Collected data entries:
PR #2092, opened 2016-05-27
Remove quanta requirement from Planning and Table Arch

laurenrother:
Per a May 26th conversation in HipChat and email, a quantum is not required in the partition key. Removed requirement language from the relevant docs.


erjohnson:
👍 💯

PR #2094, opened 2016-05-31
fix ports and URLs

kesslerm:
The rest of the documentation uses Riak's default HTTP port number 8098, and expresses HTTP URLs in the form `types/<name>/buckets/<name>` or `buckets/<name>` instead of the antiquated `riak/<name>`


laurenrother:
This is excellent, @kesslerm ! Thank you!

PR #2096, opened 2016-06-02
Fix generated formatting of version strings

kesslerm:
Hugo generates a fraction (7/2) from 2.0.7/2.1.4.


laurenrother:
@erjohnson and @TheOnlyRew Pinging you on this just so you both know ^^^

PR #2097, opened 2016-06-02
Use riak.conf for MDC anti-entropy configuration

kesslerm:
We configure anti-entropy via riak.conf in other places,
and there is a danger to use inconsistent configuration
if the two methods are mixed.


laurenrother:
👍 🐧

PR #2098, opened 2016-06-03
Fix rendering of 24 / 7

kesslerm:
The default Hugo configuration renders 24/7 as a fraction.
Add additional spaces to make this look more natural in the text.


laurenrother:
👍 🍃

> [Work instruction]:
Pull every line with the word "entropy" from the data.

> [Output for this exercise]:
Use riak.conf for MDC anti-entropy configuration
We configure anti-entropy via riak.conf in other places,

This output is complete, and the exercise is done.